Ada pun faktor penyebab dari disleksia adalah:
1. Faktor keturunan
Disleksia cenderung terdapat pada keluarga yang mempunyai anggota kidal. Namun, orang tua yang disleksia tidak secara otomatis menurunkan gangguan ini pada anak-anaknya, atau anak
2. Problem pendengaran sejak usia dini
Jika kesulitan pendengaran terjadi sejak dini dan tidak terdeteksi, maka otak yang sedang berkembang akan sulit menghubungkan bunyi datau suara yang didengarnya dengan huruf atau kata yang dilihatnya. Padahal, perkembangan kemampuan mendengar sangat penting bagi perkembangan kemampuan bahasa yang akhirnya dapat menyebabkan kesulitan jangka panjang. Konsultasi dan penganganan dari dokter ahli amat diperlukan.
3.Faktor kombinasi.
Yakni kombinasi dari dua hal diatas.
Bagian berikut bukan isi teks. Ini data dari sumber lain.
PR #1376, opened 2024-02-16
fix issue 1375

### LINKED ISSUE #1375: Show clickable urls and newlines in reviewer comments
# Enhancement

Comments that are entered by reviewers in the publication/dataset tab `Biblio messages`
are shown in the list of datasets/publications. These comments often contain url's and
newlines. 

Right now these urls are shown as they are (i.e. plain text), and therefore require an extra
copy and paste to visit them.

Also newlines have no meaning in html, so are made useless.

## Expected behavior
In order to make the visualisation better:

* convert every url in the plain text block into a clickable url. Important: make sure that url's on the end of a line, or within brackets for example are also recognized.
* convert every newline into an `<br>`

nicolasfranck:
fixes #1375 

how:

* added new func `renderMsg` to template funcmap that receives (unsafe) string and returns html safe string (template.HTML). Implemented as a filter.
* `renderMsg` does the following:
  * html escape input
  * replace newlines by `<br>`
  * replace all https links by `<a>`. Extracting urls was not trivial, as in all of the examples, the urls where hardly ever put between spaces, but mostly between parenthesises, before a dot, after a colon.. So I could not use something like "what is parseable as an url", as that required word extraction first. The limitation on https is due to the library that either allows for matching on a whole set of [schemes](https://pkg.go.dev/mvdan.cc/xurls/v2#Strict) (from http to file, which to much), or either one [scheme](https://pkg.go.dev/mvdan.cc/xurls/v2#StrictMatchingScheme). I think https is enough? Didn't feel the urge to search any further.

### DIFF
--- a/urls/funcmap.go
+++ b/urls/funcmap.go
@@ -94,8 +94,7 @@ func queryClear(u *url.URL) (*url.URL, error) {
 func renderMsg(oldVal string) template.HTML {
 	oldVal = html.EscapeString(oldVal)
 
-	oldVal = strings.ReplaceAll(oldVal, "\r\n", "\n")
-	oldVal = strings.ReplaceAll(oldVal, "\n", "<br>")
+	oldVal = strings.ReplaceAll(oldVal, "\r\n", "<br>")
 
 	re, _ := xurls.StrictMatchingScheme("https")
 	urlIndexPairs := re.FindAllStringIndex(oldVal, -1)
@@ -112,7 +111,7 @@ func renderMsg(oldVal string) template.HTML {
 		//URL
 		postfix := oldVal[pair[0]:pair[1]]
 		newValBuilder.WriteString("<a href=\"")
-		newValBuilder.WriteString(html.EscapeString(postfix))
+		newValBuilder.WriteString(postfix)
 		newValBuilder.WriteString("\" target=\"_blank\">")
 		newValBuilder.WriteString(postfix)
 		newValBuilder.WriteString("</a>")
--- a/urls/funcmap.go
+++ b/urls/funcmap.go
@@ -1,11 +1,14 @@
 package urls
 
 import (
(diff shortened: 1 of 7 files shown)


urls/funcmap.go
```diff
@@ -86,3 +90,38 @@ func queryClear(u *url.URL) (*url.URL, error) {
...
+		// NON URL
+		prefix := oldVal[startPos:pair[0]]
+		if len(prefix) > 0 {
+			newValBuilder.WriteString(prefix)
+		}
+
+		//URL
+		postfix := oldVal[pair[0]:pair[1]]
+		newValBuilder.WriteString("<a href=\"")
+		newValBuilder.WriteString(html.EscapeString(postfix))
```
nics, line 115: Why is this double escaped?

urls/funcmap.go
```diff
@@ -86,3 +90,38 @@ func queryClear(u *url.URL) (*url.URL, error) {
 
 	return &newU, nil
 }
+
+func renderMsg(oldVal string) template.HTML {
+	oldVal = html.EscapeString(oldVal)
+
+	oldVal = strings.ReplaceAll(oldVal, "\r\n", "\n")
```
nics, line 97: Why is this necessary?

urls/funcmap.go
```diff
@@ -86,3 +90,38 @@ func queryClear(u *url.URL) (*url.URL, error) {
...
+	oldVal = strings.ReplaceAll(oldVal, "\n", "<br>")
```
nics, line 98: Why is this necessary?

urls/funcmap.go
nicolasfranck: I'm just not sure that all newlines are windows/internet newlines (where `\r\n` is used). Better safe than sorry?

PR #1384, opened 2024-03-04
Fix/cypress testing

mietcls:
Fixes testing for Cypress and #1386.
Remaining failing test is from that bug https://github.com/ugent-library/biblio-backoffice/issues/1386, because cypress still tests the dev branch – this will be fixed later.


cypress/support/commands/extract-biblio-id.ts
```diff
@@ -11,7 +11,7 @@ export default function extractBiblioId(subject: undefined | JQuery<HTMLElement>
 
     cySubject = cy.wrap(subject, { log: false })
   } else {
-    cySubject = cy.get('.list-group-item-main', { log: false })
+    cySubject = cy.get('.c-thumbnail-and-text', { log: false })
```
verheyenkoen, line 14: I would replace this with this selector: `.card > .card-body > .list-group > .list-group-item`. Did some quick analysis and that should work during import and in the overview for selecting the individual publications/datasets.

verheyenkoen:
Remaining failing test is from an unrelated bug (issue yet to be created).

mietcls:
Should be fixed now

verheyenkoen:
> I'll create a new PR to fix the bug, then it will pass. However, should this block the PR? This workflow might need a change.

I don't think the failing tests blocks merging the PR. The button is not disabled anyway.

mietcls:
Okay, I will not adapt the PR in that case. We can solve both in this one.

verheyenkoen (approved):

nics (approved):

Issue #961, opened 2023-01-06
[filters] Prioritise filter sequence and visibility


mietcls:
# Story

Solution to be hashed out together.

Part of #954 

Prioritise filter sequence and visibility for librarians.

We have a lot of filters. Not each of them is just as important, and due to the cognitive load we find librarians looking for the right filter again and again.

<img width="1262" alt="Scherm­afbeelding 2023-01-06 om 16 59 02" src="https://user-images.githubusercontent.com/1572885/211049404-cd6b62c5-f22c-40cd-aa27-e1695a717716.png">

## Proposed solution for publications reviewer view

Solution: multiline & drawer

Success criteria
- [x] Put the most important filters first, secondary filters second
  - First line: Biblio status, Classification, Faculty, Publication year, Publication type
  - Second line: Publication status, Librarian tags, Message, Locked, UGent
  - Third line (hidden): WoS type, VABB type, File, File type, Created since, Updated since, Legacy
- [x] Hide filters that are rarely used behind a "show more" button, in the third line
_FYI: there could be a fourth line in the future if we add filters_
- [x] Make sure active filters are always visible.
_If we would select a rarely used filter from the "show more" drawer, and then close the drawer again, it should still be visible on top._
- [x] This is for librarians only in publications

Only important filters shown:
<img width="1280" alt="211817794-a8a37406-6a1e-42b8-85f4-b822b65373a8-b" src="https://github.com/ugent-library/biblio-backoffice/assets/1572885/dc807064-98d2-45da-b259-64c6ffa149d5">

All filters shown:
<img width="1278" alt="211823172-34f0916d-2bf5-4062-a922-a3c362755d74-b" src="https://github.com/ugent-library/biblio-backoffice/assets/1572885/eb70986c-e7ed-43ce-8ca6-db307e233c35">

Only important filters shown, but with an active rarely used filter option:
<img width="1279" alt="211818153-b8587ecb-3904-49ec-b0dd-f424a5419a63-b" src="https://github.com/ugent-library/biblio-backoffice/assets/1572885/b0960b1d-99ab-4743-bead-d19069fb85c4">

## Proposed solution for datasets reviewer view, and researchers view for datasets and publications

Solution: multiline (no drawer)

Success criteria
- [x] Put the most important filters first, secondary filters second
  - [x] Datasets reviewer view
    - First line: Biblio status, Faculty, Locked, Persistent identifier type
    - Second line: Librarian tags, Message, Created since, Updated since
[...]

PR #1392, opened 2024-03-12
Prioritise filter sequence and visibility #961

verheyenkoen:
This PR adds UX features to facet filters for curators in the publications view as described in #961.


models/search_args.go
```diff
@@ -1,12 +1,21 @@
...
-	Sort     []string            `query:"sort,omitempty"`
-	PageSize int                 `query:"page-size"`
-	Facets   []string            `query:"-"`
+	Query      string              `query:"q,omitempty"`
+	Filters    map[string][]string `query:"f,omitempty"`
+	Page       int                 `query:"page"`
+	Sort       []string            `query:"sort,omitempty"`
+	PageSize   int                 `query:"page-size"`
+	Facets     []string            `query:"-"`
+	FacetLines [][]string          `query:"-"`
```
verheyenkoen, line 18: Not sure if this `query:"-"` annotation at the end is right here (or what it does).

views/search/_facets.gohtml
```diff
@@ -1,27 +1,64 @@
...
-                        <i class="if if-close"></i>
-                        <span class="btn-text">Reset filters</span>
-                    </button>
-                </form>
-            </div>
+  </div>
+  <div class="bc-toolbar-right">
+    <div class="bc-toolbar-item">
+      <div class="c-button-toolbar">
+        {{if gt (len .SearchArgs.FacetLines) 2}}
```
verheyenkoen, line 20: I created a constant const for this number of lines (2) [here](https://github.com/ugent-library/biblio-backoffice/blob/7f30bcb376ef31bb76d37533af9f866a06c3c422/models/search_args.go#L9) but not sure how to use that in gohtml. Probably would need to pass that on with the context?

verheyenkoen:
@mietcls Got a working version that you can maybe already have a look at and provide feedback for. For now I'll leave this draft but it is testable if you want.

nics (approved):

views/search/_facets.gohtml
nics: we clean that up after the templ rewrite

Issue #1370, opened 2024-02-07
Make created, edited and system update timestamp more informative.


mietcls:
# Enhancement
Make created, edited and system update timestamp more informative.

Please use the new card layout, if it is not in main yet, please use dev.

## Expected behaviour
Right now the text says "2 months ago". This is not helpful to researchers nor reviewers. They need to be able to see validation of their actions and be able to figure out when something went wrong.

Current:
![Screenshot 2024-02-07 at 10 58 15](https://github.com/ugent-library/biblio-backoffice/assets/1572885/97186f2b-4e8a-4c72-acfe-a67e6722f674)

Expected:
![Screenshot 2024-02-07 at 10 54 11](https://github.com/ugent-library/biblio-backoffice/assets/1572885/39bbd464-194a-4e1b-b735-34ddcd2f495f)
- Created DD/MM/YYYY hh:mm by _name_
- System update DD/MM/YYYY hh:mm
- Edited DD/MM/YYYY hh:mm by _name_

## Context
- Related improvements: 
  - https://github.com/ugent-library/biblio-backoffice/issues/1365
  - https://github.com/ugent-library/biblio-backoffice/issues/1364
- Which timezone to use: https://github.com/ugent-library/biblio-backoffice/issues/935

# Automatic testing scenario
Not sure how to test this one, but seems useful @verheyenkoen?

verheyenkoen:
FYI: For publications/datasets with a system update (as last edit), you don't see the last human edited time but this:

> Created 18/03/2024 10:40 by Biblio Researcher. System update 18/03/2024 11:01. Last edit by Biblio Librarian.

If the last edit was a human edit, you see this:

> Created 18/03/2024 10:48 by Biblio Researcher. Edited 18/03/2024 10:48 by Biblio Researcher.

verheyenkoen:
Update: format should be "YYYY-MM-DD HH:mm", not "DD/MM/YYYY HH:mm".

Issue #935, opened 2022-12-20
Uploaded time of files is off


mietcls:
# Bug

Uploaded time of files is off

TODO:  create separate time epic

## Steps to reproduce

1. Go to Biblio
2. Go to full text & files
3. Look at the time
4. Upload a file
5. See the time is off by one hour

![Image](https://user-images.githubusercontent.com/1572885/208708308-57b143fb-1378-467a-8aba-618bd936d932.png)

![Image](https://user-images.githubusercontent.com/1572885/208708287-85b6fbaa-cff5-4e67-8828-40e9ea90d826.png)

nicolasfranck:
I can confirm this. Timestamp is created correctly in UTC timezone, but shown incorrectly (it should convert from UTC to local time)

mietcls:
@nicolasfranck It's still off unfortunately, it was 17:13 on my machine

<img width="1017" alt="Scherm­afbeelding 2023-02-07 om 17 13 57" src="https://user-images.githubusercontent.com/1572885/217300435-5cf6ff0b-69dd-42e7-8c87-ae994d54d5c9.png">

nicolasfranck:
Same here: https://backoffice.bibliotest.ugent.be/publication/01GRRB1X35W7WE5FB7W8KQKX9J?redirect-url=%2Fpublication&show=files

file was upload at 13:56, but it shows 12:56. Apparently "local" time means something different on the server. Will try to force it to "Europe/Brussels"

nics:
@mietcls what seems most intuitive to you?

- show utc time with timezone indication
- show brussels time
- show local time of the user (extract timezone from request)

nicolasfranck:
I would always add timezone information at the end. 
Just keeping utc as our default would just anger 99% of our users, not? They would always have to do the math.

mietcls:
@nics showing the local time of the user is the best option, as we don't know where they are. People usually point it out when they notice the hour is not the same on the device they are using. Devices use the local time as well.

mietcls:
I'm also going to create an issue to fix the date notation for records later – the "9 months ago" is not useful for the reviewers nor researchers at this point (oldest record we can find)

mietcls:
Was the global default already added?

This one was 2 hours off:

![Image](https://github.com/ugent-library/biblio-backoffice/assets/1572885/fedcd294-ef00-44e2-8a4d-f15c2f4e6b35)
[...]

PR #1394, opened 2024-03-14
Feature: informative timestamps #1370

verheyenkoen:
This PR makes created/edited timestamps more informative as described in #1370.

### DIFF
--- a/views/shared/_created_by.gohtml
+++ b/views/shared/_created_by.gohtml
@@ -1,1 +1,1 @@
-Created {{formatTime .DateCreated nil "02/01/2006 15:04"}}{{if .Creator}} by {{.Creator.FullName}}{{ end }}.
+Created {{formatTime .DateCreated "02/01/2006 15:04"}}{{if .Creator}} by {{.Creator.FullName}}{{ end }}.
--- a/views/shared/_created_by.gohtml
+++ b/views/shared/_created_by.gohtml
@@ -1,5 +1,1 @@
-{{if .Creator}}
-Created {{timeElapsed .DateCreated "en"}} by {{.Creator.FullName}}.
-{{else}}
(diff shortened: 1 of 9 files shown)


views/shared/_created_by.gohtml
```diff
@@ -1,5 +1 @@
-{{if .Creator}}
-Created {{timeElapsed .DateCreated "en"}} by {{.Creator.FullName}}.
-{{else}}
-Created {{timeElapsed .DateCreated "en"}}.
-{{end}}
+Created {{formatTime .DateCreated nil "02/01/2006 15:04"}}{{if .Creator}} by {{.Creator.FullName}}{{ end }}.
```
verheyenkoen, line 1: @nics @netsensei @nicolasfranck Anyone knows how to get this working with the default timezone in devcontainers? Passing on `nil` for now as the `.TimeZone` in the dict coming from the `.Yield` method is returning `interface {}` (which is an invalid timezone).

Also tried setting `BIBLIO_BACKOFFICE_TIMEZONE="Europe/Brussels"` in ".devcontainer/.env" but that didn't seem to do anything (and shouldn't be necessary [if it's the default](https://github.com/ugent-library/biblio-backoffice?tab=readme-ov-file#configuration)).

nicolasfranck: `TZ=Europe/Brussels` should normally do something, and that is an environment variable that has an effect in any shell (set `export TZ=Europe/Brussels` and then do `date` in your shell). But normally the time zone should be set correctly in the destined docker environment. Any code that uses the "default time zone" should pick that up.

See also my comment here: https://github.com/ugent-library/biblio-backoffice/issues/935#issuecomment-1422568412

netsensei (approved):
Looks good to me.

Faktor kombinasi ini menyebabkan anak yang disleksia menjadi kian serius atau parah, hingga perlu penanganan menyeluruh dan kontinyu.
Pada dasarnya ada berbagai variasi tipe disleksia. Penemuan para ahli memperlihatkan bahwa perbedaan variasi itu begitu nyata, hingga tidak ada pola baku atau kriteria yang betul-betul cocok semuanya terhadap ciri-ciri seorang anak disleksia. Misalnya, ada anak disleksia yang bermasalah dengan kemampuan mengingat jangka pendeknya, sebaliknya ada pula yang ingatannya baik sekali. Lalu ada yang kemampuan matematisnya baik, tapi ada pula yang parah. Sehingga, diperlukan bantuan ahli (psikolog) untuk menemukan pemecahan yang tepat.
1.2.Disgrafia
Kelainan saraf ini menghambat kemampuan menulis yang meliputi hambatan fisik, seperti tidak dapat memegang pensil dengan mantap atau pun tulisan tangannya buruk. Anak dengan gangguan disgrafia sebetulnya mengalami kesulitan dalam mengharmonisasikan ingatan dengan penguasaan gerak ototnya secara otomatis saat menulis huruf dan angka.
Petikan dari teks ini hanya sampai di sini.